The trial’s investigation into hydroxychloroquine was suspended in early June after it showed no evidence of beneficial effects on hospital stay duration or other outcomes. In this arm of the trial 1,542 patients were randomised to hydroxychloroquine and compared with 3,132 patients randomised to usual care alone. There was no significant difference in the primary endpoint of 28-day mortality (25.7 per cent hydroxychloroquine vs. 23.5 per cent usual care).
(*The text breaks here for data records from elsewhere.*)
PR #2992, opened 2020-01-13
Allow admins to switch templates for dev/testing

drbyte:
In this context, "Admins" are defined as "IP addresses allowed to do maintenance".

Pass `&t=template_name` on the URL and that template will be used for the duration of that Session.
Open multiple private-browsing (aka incognito) browser tabs to use multiple sessions simultaneously with different templates, for comparison.

### DIFF
--- a/includes/init_includes/init_templates.php
+++ b/includes/init_includes/init_templates.php
@@ -28,6 +28,22 @@ $sql = "SELECT template_dir, template_language, template_language=" . (int)$_SES
 $result = $db->Execute($sql);
 $template_dir = $result->fields['template_dir'];
 
+/**
+ * Allow admins to switch templates using &t= URL parameter
+ */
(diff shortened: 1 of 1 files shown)


torvista:
So I have EXCLUDE_ADMIN_IP_FOR_MAINTENANCE = 127.0.0.1
and template classic selected, 
and this url:
https://www.dev.test/zencart-157/index.php?main_page=index&t=responsive_classic
but I am still seeing classic green.

drbyte:
It only lets you select templates that have been "added" to the database for the current (or all) language. So, you must use Admin->Tools->Template Select, Insert.

torvista:
Whatever the correct process is, I'm afraid I cannot figure it out, and in the process of adding/removing templates associated with languages, a slew of error messages are generated and a corrupt record:
Clipboard01
So, I would stick my neck out and say something is broken in this area and needs some tlc (my spanish language pack is up to date enough to use for testing).

torvista:
Hopefully this
https://github.com/zencart/zencart/pull/3484

PR #2994, opened 2020-01-13
escape forward slashes in javascript for html validation

torvista:


drbyte:
I don't understand: why do forward-slashes require escaping, when they're not actually ever translated as something else? Is this just another unnecessary validator tool's overzealous feedback?

torvista:
After investigating this (for once), these seem to be the most relevant infos I can find,
https://stackoverflow.com/questions/6117886/javascript-and-forward-slashes-in-strings
https://github.com/htacg/tidy-html5/issues/475

and I conclude its relevant for html4 but not html5, and it's the Tidy algorithm in the Chrome HTML validator spitting this out. I think only a complete "/script" tag in the text needs to be escaped.
But, it's hard to make solid conclusion from this. It seems it does not matter to javascript if it is escaped or not, but it may matter to the browser parser.

PR #2996, opened 2020-01-14
match names and ids for login and create account forms

torvista:
put closing form tags in php
reformat


drbyte:
Does this require also updating the javascript that handles field auto-focus?
https://github.com/zencart/zencart/blob/5a6032654118208b153f247cedf57fe075bb50b9/includes/modules/pages/login/on_load_main.js#L1

torvista:
...not anymore.

PR #2997, opened 2020-01-14
Remove unused GET parameter

Zen4All:
As far as can see this GET parameter is not used, and can be removed:
&mode=NONSSL


drbyte:
It appears to have been added in v1.2.0 -- I have no recollection why.
And no reason to believe it's needed anywhere. Esp as "non"

PR #3003, opened 2020-01-19
Specials cosmetic

torvista:
code changes/fixes to follow when this is approved.

### DIFF
--- a/admin/specials.php
+++ b/admin/specials.php
@@ -571,7 +571,7 @@ if (zen_not_null($action)) {
               if (empty($action)) {
                 ?>
                 <tr>
-                  <td colspan="2" align="right">
+                  <td colspan="2" class="text-right">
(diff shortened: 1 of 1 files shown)


drbyte:
What's your long-term plan here? Are you targeting 120 admin pages like this? Or just 2?

torvista:
Díos mío, no! I just look at whatever causes me errors on my site, initially....then do some more.
This needed a fix for a php warning only, but while I'm at it, I see if there is anything I want to add, if the html structure (td/divs etc) are unbalanced/html errors and what the IDE may spit out...a bit of future-proofing. There is not much to add to this in the next PR, but I split it anyway.

drbyte:
Let's skip the conversion to short-array syntax here.

Which basically leaves just the td align tag and the pending php warning fix you mentioned.

PR #3004, opened 2020-01-20
V157 admin functions general

mc12345678:
Simple refactor and address strict response for parent_id that could be null/not-set. Especially an issue if the current_category_id is zero, but may also occur if the parent_id has been set to null.


drbyte:
I'm going to rewrite the zen_get_path function, as there seems to be a lot of duplication going on here, and adding these extra conditions makes it even harder to follow.

PR #3007, opened 2020-01-20
Correct strict notification for non-existent variable.

mc12345678:


mc12345678:
Based on review of the conflicts, this may be a non-issue/already incorporated in some way, though wasn't when I was last aligning available code with local changes.  Likely can be closed, I would not be upset.

PR #3011, opened 2020-01-20
Prevent strict notification when no discounts

mc12345678:


mc12345678:
Another case of correction was already addressed at some point after aligning local code with GitHub at last occurrence.  Closing as no action really present to be performed.

PR #3023, opened 2020-01-21
Alert when using PHP 5.3 or older due to short-array-syntax requirement

### LINKED ISSUE #2999: array syntax: traditional or short
IDE likes to suggest short array syntax is the path to happiness.
Does the team have a preference?

1) $contents[] = array('text' => '<br>' . TEXT_INFO_DATE_ADDED . ' ' . zen_date_short($sInfo->specials_date_added));
or
2) $contents[] = ['text' => '<br>' . TEXT_INFO_DATE_ADDED . ' ' . zen_date_short($sInfo->specials_date_added)];

drbyte:
Closes #2999

### DIFF
--- a/includes/application_top.php
+++ b/includes/application_top.php
@@ -66,6 +66,16 @@ define('PAGE_PARSE_START_TIME', microtime());
 @ini_set("arg_separator.output","&");
 @ini_set("html_errors","0");
 /**
+ * Ensure minimum PHP version.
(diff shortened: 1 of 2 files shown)


torvista:
I assume this still means the null coalescing operator (??) is not allowed?

drbyte:
> I assume ... the null coalescing operator (??) is not allowed?

Unfortunately that is true.

PR #4095, opened 2020-11-18
Attributes controller minor html corrections

torvista:


admin/attributes_controller.php
```diff
@@ -1569,7 +1569,7 @@ function popupWindow(url) {
                     ?>
                     <td class="text-right"><?php echo $attributes_price_final . $new_attributes_price . ' ' . $attributes_price_final_onetime; ?></td>
                     <?php if ($action != '') { ?>
-                      <td width="120">&nbsp;</td>
```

Dexamethasone tablets and capsules have been on the list of drugs banned for export since April. The oral solution and solution for injection were added in mid-June. The government says it has taken action to secure supplies by buying additional stocks ahead of time in the event of a positive trial outcome. It claims there are adequate supplies to treat over 200,000 people from stockpiles alone.

No evidence virus is mutating

There have been several recent reports of new “strains” of SARS-CoV-2 arising through mutation that have the potential to increase the severity of the pandemic. However, according to UKRI, further analysis has shown these conclusions were premature and there is currently no robust evidence that any of the mutations that have been described have any implications for the spread of Covid-19.

Mutations in the virus are being actively monitored by extensive sequencing of viral genomes isolated from patients across the world. This allows researchers to track new variants of the virus and quickly determine whether new mutations are changing its properties. At present, there is no evidence that any of the mutations that have been observed in SARS-CoV-2 have affected viral transmissibility or the disease in humans.

However, future mutations might arise that have negative (or positive) effects on human disease prevalence and health outcomes, and so genetic monitoring and biological characterisation of new mutations is a high research priority.

Progress towards a vaccine

AstraZeneca has reached an agreement with Europe’s Inclusive Vaccines Alliance (IVA), spearheaded by Germany, France, Italy and the Netherlands, to supply up to 400 million doses of the University of Oxford’s Covid-19 vaccine, with deliveries starting by the end of 2020.

Oxford University last month announced the start of a Phase II/III UK trial of the vaccine, AZD1222, in about 10,000 adult volunteers. Other late-stage trials are due to begin in a number of countries. AstraZeneca (AZ) says it “recognises that the vaccine may not work but is committed to progressing the clinical programme with speed and scaling up manufacturing at risk”.

AZD1222 was developed by Oxford University’s Jenner Institute, working with the Oxford Vaccine Group. It uses a replication-deficient viral vector based on a weakened version of a common cold (adenovirus) virus that causes infections in chimpanzees, and contains the genetic material of SARS-CoV-2 spike protein. After vaccination, the surface spike protein is produced, priming the immune system to attack Covid-19 if it later infects the body.

The recombinant adenovirus vector (ChAdOx1) was chosen to generate a strong immune response from a single dose and it is not replicating, so cannot cause an ongoing infection in the vaccinated individual.

Vaccines made from the ChAdOx1 virus have been given to more than 320 people to date and have been shown to be well tolerated, although they can cause temporary side effects such as a temperature, influenza-like symptoms, headache or a sore arm. AZ chief executive Pascal Soriot has said the potential vaccine is likely to provide protection against contracting Covid-19 for about a year.

There are still hurdles to overcome. Observations of antibody-dependent enhancement (ADE) have been seen in potential vaccines for SARS and MERs, other conditions which are caused by coronaviruses.

ADE is a phenomenon in which binding of a virus to non-neutralising antibodies enhances its entry into host cells, and sometimes also its replication, leading to both increased infectivity and virulence. ADE can hamper vaccine development, as a vaccine may cause the production of antibodies which, via ADE, worsen the disease the vaccine is designed to protect against.

There are currently 194 Covid-19 vaccines in development, according to the tracker developed by the London School of Hygiene & Tropical Medicine. The majority use the Spike (S) glycoprotein of SARS-CoV-2 as the antigen.